Issue #6224, opened 2022-06-30
Implement AutoAugment for Detection


lezwon:
### 🚀 The feature

Implement [Learning Data Augmentation Strategies for Object Detection](https://arxiv.org/abs/1906.11172)
Refers to: #3817 

### Motivation, pitch

Good to have augmentation in Torchvision

lezwon:
@datumbox @vfdev-5 Based on our last conversation I suppose it would be best to start with the `bbox_only_*` augmentations for AA right? I could get started with implementing these in `torchvision.prototype`. Do let me know if that's alright.

1. Rotate_Only_BBoxes
2. ShearX_Only_BBoxes
3. ShearY_Only_BBoxes
4. TranslateX_Only_BBoxes
5. TranslateY_Only_BBoxes
6. Flip_Only_BBoxes
7. Solarize_Only_BBoxes
8. Equalize_Only_BBoxes
9. Cutout_Only_BBoxes

datumbox:
@lezwon thanks a lot! It's worth coordinating with @vfdev-5 because he is literally landing changes at the same API.

Victor, how do you propose to do this? Would you prefer to do an implementation on References (similar to what we did with CopyPaste) and move it later on the new API?

vfdev-5:
@datumbox @lezwon if we see AA detection code similar to classification one <=> single transformation class calling functional ops inside, then `<op>_Only_BBoxes` could be implemented as a special function that produces a list of image crops and we can apply `<op>_image_tensor` to them. I think we can go directly with new API.

lezwon:
@vfdev-5 Yep. Cutout does refer to erasing patches of data from the target box.

ain-soph:
@vfdev-5 
Here is a sample Cutout Implementation for image classification.
https://github.com/ain-soph/trojanzoo/blob/85730f629eddc17dcbc48218274b74c31daf5f99/trojanvision/utils/transform.py#L198-L226

torchvision doesn’t implement this because there is already a nearly equivalence [RandomErasing](https://pytorch.org/vision/stable/generated/torchvision.transforms.RandomErasing.html). The only difference is for the boundary cases. And there are randomness in RandomErasing. The arguments are quite difference.

lezwon:
@vfdev-5 I'm sorry for the delay. I have been a bit occupied with other tasks and haven't been able to give any time to the implementation. I don't think I can pick this issue up anytime soon either. It would be best to assign someone else to it.

[...]

Issue #420, opened 2018-02-13
Feature proposal: Cutout


juneoh:
[Improved Regularization of Convolutional Neural Networks with Cutout](https://arxiv.org/abs/1708.04552) proposes a simple and effective method for regularization. I think it would fit greatly in the `torchvision.transforms` toolbox, and am willing to contribute an implementation with a proper test, if that's okay.

alykhantejani:
@juneoh is this a similar proposal to the one in #226?

juneoh:
@alykhantejani It is indeed similar, but the key difference is that the cited Cutout paper has successfully parameterized effective random occlusions: e.g. the shape, be it polygons to free shapes, matters less than the size, so square patches are sufficient; allowing portions of the occlusion to lie outside the image is critical to good performance; etc. There need only be two hyperparameters for an implementation, the patch size and the fill value.

juneoh:
Oh, but the paper is cited in #226. Perhaps I should have requested a reopen of that issue instead. I thought I've searched thoroughly enough to avoid a duplicate.

alykhantejani:
cc @fmassa who closed out the previous issue - who might have some other thoughts on this

hendrycks:
Both Cutout and Random Erasure are highly similar. If I recall correctly, random Erasure has more parameters, though these parameters can be left to the default setting as is done in the paper. In contrast, Cutout has fewer parameters and is easier to describe, and contrariwise Cutout often requires more tuning.

PR #6609, opened 2022-09-19
[DRAFT] Implement AutoAugment for Detection

ain-soph:
Implement #6224.

Implement [Learning Data Augmentation Strategies for Object Detection](https://arxiv.org/abs/1906.11172)
Refers to: https://github.com/pytorch/vision/issues/3817

### Motivation, pitch
Good to have augmentation in Torchvision

cc @vfdev-5 @datumbox

### DIFF
--- a/torchvision/prototype/transforms/_auto_augment.py
+++ b/torchvision/prototype/transforms/_auto_augment.py
@@ -533,3 +533,111 @@ class AugMix(_AutoAugmentBase):
             mix = F.to_image_pil(mix)
 
         return self._put_into_sample(sample, id, mix)
+
+
+class _AutoAugmentDetectionBase(_AutoAugmentBase):
+    @staticmethod
+    def _transform_image_in_bboxes(
+        fn: Callable[..., torch.Tensor], fn_kwrgs: dict, image: torch.Tensor, bboxes: torch.Tensor
+    ):
+        new_img = image.clone()
+        for bbox in bboxes:
+            bbox_img = new_img[..., bbox[1] : bbox[3], bbox[0] : bbox[2]]
+            out_bbox_img = fn(bbox_img, **fn_kwrgs)
+            new_img[..., bbox[1] : bbox[3], bbox[0] : bbox[2]] = out_bbox_img
+        return new_img
+
+    def _extract_image(
+        self,
+        sample: Any,
+        unsupported_types: Tuple[Type, ...] = (features.Mask),
+    ) -> List[Tuple[int, Union[PIL.Image.Image, torch.Tensor, features.Image, features.BoundingBox]]]:
+        sample_flat, _ = tree_flatten(sample)
+        images = []
+        for id, inpt in enumerate(sample_flat):
+            if _isinstance(inpt, (features.Image, PIL.Image.Image, features.is_simple_tensor)):
+                images.append((id, inpt))
+            elif _isinstance(inpt, features.BoundingBox):
+                images.append((id, inpt))
+            elif isinstance(inpt, unsupported_types):
+                raise TypeError(f"Inputs of type {type(inpt).__name__} are not supported by {type(self).__name__}()")
+
+        if not images:
+            raise TypeError("Found no image in the sample.")
+        if len(images) > 2:
+            raise TypeError(
+                f"Auto augment transformations are only properly defined for a single image and its bboxes, but found {len(images)}."
+            )
+        return images
+
+    def _apply_image_transform(
+        self,
+        image: Any,
+        bboxes: features.BoundingBox,
+        transform_id: str,
+        magnitude: float,
+        interpolation: InterpolationMode,
+        fill: Union[int, float, Sequence[int], Sequence[float]],
+    ) -> Tuple[Any, features.BoundingBox]:
+        # TODO: SolarizeAdd, Cutout, BBox_Cutout, Flip_Only_BBoxes, Cutout_Only_BBoxes
+
+        if transform_id.endswith("_Only_BBoxes"):
+            transform_id = transform_id[:-12]
+            fn_kwargs = dict(transform_id=transform_id, magnitude=magnitude, interpolation=interpolation, fill=fill)
+            image = self._transform_image_in_bboxes(super()._apply_image_transform, fn_kwargs, image, bboxes)
+        elif transform_id.endswith("_BBox"):
+            transform_id = transform_id[:-5]
+            image = super()._apply_image_transform(image, transform_id, magnitude, interpolation, fill)
+            format = features.BoundingBoxFormat.XYXY  # TODO
+            image_size = image  # TODO
+
+            if transform_id == "Rotate":
+                bboxes = F.rotate_bounding_box(bboxes, format, image_size, angle=magnitude)
+            elif transform_id == "TranslateX":
+                bboxes = F.affine_bounding_box(
+                    bboxes,
+                    format,
+                    image_size,
+                    angle=0.0,
+                    translate=[int(magnitude), 0],
+                    scale=1.0,
+                    shear=[0.0, 0.0],
+                )
+            elif transform_id == "TranslateY":
+                bboxes = F.affine_bounding_box(
+                    bboxes,
+                    format,
+                    image_size,
+                    angle=0.0,
+                    translate=[0, int(magnitude)],
+                    scale=1.0,
+                    shear=[0.0, 0.0],
+                )
+            elif transform_id == "ShearX":
+                bboxes = F.affine_bounding_box(
+                    bboxes,
+                    format,
+                    image_size,
+                    angle=0.0,
+                    translate=[0, 0],
+                    scale=1.0,
+                    shear=[math.degrees(math.atan(magnitude)), 0.0],
+                    center=[0, 0],
+                )
+            elif transform_id == "ShearY":
+                bboxes = F.affine_bounding_box(
+                    bboxes,
+                    format,
+                    image_size,
+                    angle=0.0,
+                    translate=[0, 0],
+                    scale=1.0,
+                    shear=[0.0, math.degrees(math.atan(magnitude))],
+                    center=[0, 0],
+                )
+        elif transform_id == "BBox_Cutout":
+            raise NotImplementedError()
+        else:
+            image = super()._apply_image_transform(image, transform_id, magnitude, interpolation, fill)
+
+        return image, bboxes


ain-soph:
@vfdev-5 

- I overload `_extract_image` to return tuples that contains images and bboxes, which requires modification of forward implementation in child classes.
- There is a place that I'm not quite sure about the codes.
  Is format always `XYXY`? And how can we fetch the `image_size` when image could be `torch.Tensor` or `PIL.Image`
  ```python3
            format = features.BoundingBoxFormat.XYXY  # TODO
            image_size = image.shape[-2:]  # TODO

            if transform_id == "Rotate":
                bboxes = F.rotate_bounding_box(bboxes, format, image_size, angle=magnitude)
  ```
- a

vfdev-5:
@ain-soph thanks for the PR, let's remove useless files:
- torchvision/image.pyd
- torchvision/_C.pyd

ain-soph:
> @ain-soph thanks for the PR, let's remove useless files:
> 
> * torchvision/image.pyd
> * torchvision/_C.pyd

Oops! Sorry for missing that... I'll change it soon.

vfdev-5:
@ain-soph do you have any working testing code to run it and visually check the output ? If yes, please share it here, it would be helpful. Thanks !

ain-soph:
@vfdev-5 Sorry for the latency. Was busy at ICLR for the past week. I'll add some test codes tmr.

ain-soph:
The recent auto-augment api modification forces me to re-design the api for detection. I'm still working on this now. Need to know how the new framework works.
Kinda confused if there is any case for such "video detection" compatibility?

datumbox:
@ain-soph The API should be more stable now. Which specific AA modification broke your code. Perhaps we can help you?

ain-soph:
@datumbox Sorry for dragging it so long. The main confusing part is how I can extract the bounding box from inputs, and (after augmentation) how I can insert the modified bounding box back to inputs.

Current image classification codes don't have this part and I can't find something for reference.
I'm trying to overload existing `_flatten_and_extract_image_or_video` and add the bounding box support, but I don't know whether it's recommended. I'll implement an ugly-but-work demo first for review. Hopefully it shall be finished today.

datumbox:
@ain-soph Apologies for the rough edges. You are basically brave for digging into the developer part of the API so early. The public part should be fairly stable. We will continue polishing the internal part to make the experience smoother.

The method you probably want for extracting the bounding boxes is `_utils.query_bounding_box()`. I think overriding temporarily the `_flatten_and_extract_image_or_video` is fine. An alternative would be to have a similar separate method for bboxes. At this point I would recommend to "just do what you need to do" without worrying about the recommended way to implement the transform. We can help you refactor it once you have it in a working condition. 

@vfdev-5 / @pmeier any recommendation on your side at this point?

ain-soph:
I've uploaded a version that shall work and make a very simple unittest. Please take a review and I'm expecting some guidance to improve, thanks!

torchvision/prototype/transforms/_auto_augment.py
```diff
@@ -516,3 +516,309 @@ def forward(self, *inputs: Any) -> Any:
             mix = F.to_image_pil(mix)
 
         return self._unflatten_and_insert_image_or_video(flat_inputs_with_spec, mix)
+
+
+class _AutoAugmentDetectionBase(_AutoAugmentBase):
+    def _flatten_and_extract_image_or_video_and_bboxes(
```
vfdev-5, line 522: I think we have to figure out a generic way to do this things: 
- _flatten_and_extract_image_or_video_and_bboxes
- _unflatten_and_insert_image_or_video_and_bboxes
- _apply_image_or_video_and_bboxes_transform

ain-soph: I agree. Currently it’s just a temporary solution. If we can get a generic structure, things would be much better.

ain-soph:
Any suggestion on the method names? Shall I consider modifying the AutoAugment class for classification to unify the methods? @datumbox @vfdev-5

vfdev-5 (commented):
Thanks for the updates @ain-soph . I left primary few comments before going deeper into the review. Can you please provide some images when applied this transformation for visual assessment ?

torchvision/prototype/transforms/_auto_augment.py
```diff
@@ -516,3 +516,309 @@ def forward(self, *inputs: Any) -> Any:
...
+                bboxes.data = F.affine_bounding_box(
+                    bboxes.data,
+                    bboxes.format,
+                    bboxes.spatial_size,
+                    angle=magnitude,
+                    translate=[0, 0],
+                    scale=1.0,
+                    shear=[0.0, 0.0],
+                )
+                # bboxes.data = F.rotate_bounding_box(bboxes.data, bboxes.format, bboxes.image_size, angle=magnitude)[0]
```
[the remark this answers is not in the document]
ain-soph: Do we have any preference for `affine` and `rotate`?

torchvision/prototype/transforms/_auto_augment.py
```diff
@@ -516,3 +516,309 @@ def forward(self, *inputs: Any) -> Any:
...
+                [("Sharpness", 1.0, 4), ("SolarizeAdd", 0.4, 4)],
+                [("Rotate_BBox", 1.0, 8), ("Sharpness", 0.2, 8)],
+                [("ShearY_BBox", 0.6, 10), ("Equalize_Only_BBoxes", 0.6, 8)],
+                [("ShearX_BBox", 0.2, 6), ("TranslateY_Only_BBoxes", 0.2, 10)],
+                [("SolarizeAdd", 0.6, 8), ("Brightness", 0.8, 10)],
+            ]
+        elif policy == "vtest":
+            return [
+                [("TranslateX_BBox", 1.0, 4), ("Equalize", 1.0, 10)],
+            ]
```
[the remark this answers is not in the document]
ain-soph: It's a policy for testing which exists in the original repo. I'm currently using it for test as well.

torchvision/prototype/transforms/_auto_augment.py
```diff
@@ -516,3 +516,309 @@ def forward(self, *inputs: Any) -> Any:
...
+            image = self._transform_image_or_video_in_bboxes(
+                self._apply_image_or_video_transform, fn_kwargs, image, bboxes
+            )
+        elif transform_id.endswith("_BBox"):
+            transform_id = transform_id[:-5]
+            image = self._apply_image_or_video_transform(image, transform_id, magnitude, interpolation, fill)
+
+            if transform_id == "Rotate":
+                bboxes.data = F.affine_bounding_box(
+                    bboxes.data,
```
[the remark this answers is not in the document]
ain-soph: Sorry that I'm previously not familiar with it. Will modify it soon.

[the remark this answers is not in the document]
ain-soph: @vfdev-5 Are you sure that `F.affine` could be used in this case? My mypy check raises exceptions, and `inpt` type annotation in method definition is `datapoints.InputTypeJIT` (`torch.Tensor`). I could not find any method related to type `datapoints.BoundingBox`.

ain-soph:
@vfdev-5  Here's a test example:

```python3

import torch
from torchvision.prototype.transforms._auto_augment import AutoAugmentDetection
from torchvision.prototype.datapoints import Image, BoundingBox


spatial_size = (224, 224)

bboxes = [
    [10, 15, 40, 85],
    [160, 5, 210, 122],
    [180, 186, 220, 202],
    [40, 150, 100, 200],
]
labels = [1, 2, 3, 4]

img = torch.zeros(1, 3, *spatial_size)
for in_box, label in zip(bboxes, labels):
    img[..., in_box[1]:in_box[3], in_box[0]:in_box[2]] = \
        (torch.arange(200, 200 + 3 * (in_box[3] - in_box[1]) * (in_box[2] - in_box[0])).div(5) % 200).reshape(1, 3, in_box[3] - in_box[1], in_box[2] - in_box[0])

img = Image(img.byte())
bboxes = BoundingBox(bboxes, format="XYXY", spatial_size=spatial_size)

sample = [img, bboxes]

t = AutoAugmentDetection(policy="vtest")
out = t(sample)

from torchvision.prototype.transforms import InterpolationMode
interpolation = InterpolationMode.NEAREST
fill_ = None
magnitude = 111.11111450195312
plt.figure()
plt.subplot(221)
plt.imshow(img[0, ...].permute(1, 2, 0))
plt.subplot(222)
plt.imshow(out[0][0, ...].permute(1, 2, 0))
plt.subplot(223)
plt.imshow(F.affine(
    F.equalize(img),
    angle=0.0,
    translate=[int(magnitude), 0],
    scale=1.0,
    interpolation=interpolation,
    shear=[0.0, 0.0],
    fill=fill_,
)[0, ...].permute(1, 2, 0))
plt.subplot(224)
plt.imshow(img.equalize().affine(
    angle=0.0,
    translate=[int(magnitude), 0],
    scale=1.0,
    interpolation=interpolation,
    shear=[0.0, 0.0],
    fill=fill_,
)[0, ...].permute(1, 2, 0))
```
image

ain-soph:
@vfdev-5 Any further comment for the PR? I've provided a visual example above.

vfdev-5:
@ain-soph sorry for delay ! I'm checking this with MSCoco data and from time to time there are following errors appear:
++++++++
Task: Could you return the lines in the entries above that contain "TODO"?

Final answer:
+        # TODO: SolarizeAdd, Cutout, BBox_Cutout, Flip_Only_BBoxes, Cutout_Only_BBoxes
+            format = features.BoundingBoxFormat.XYXY  # TODO
+            image_size = image  # TODO
            format = features.BoundingBoxFormat.XYXY  # TODO
            image_size = image.shape[-2:]  # TODO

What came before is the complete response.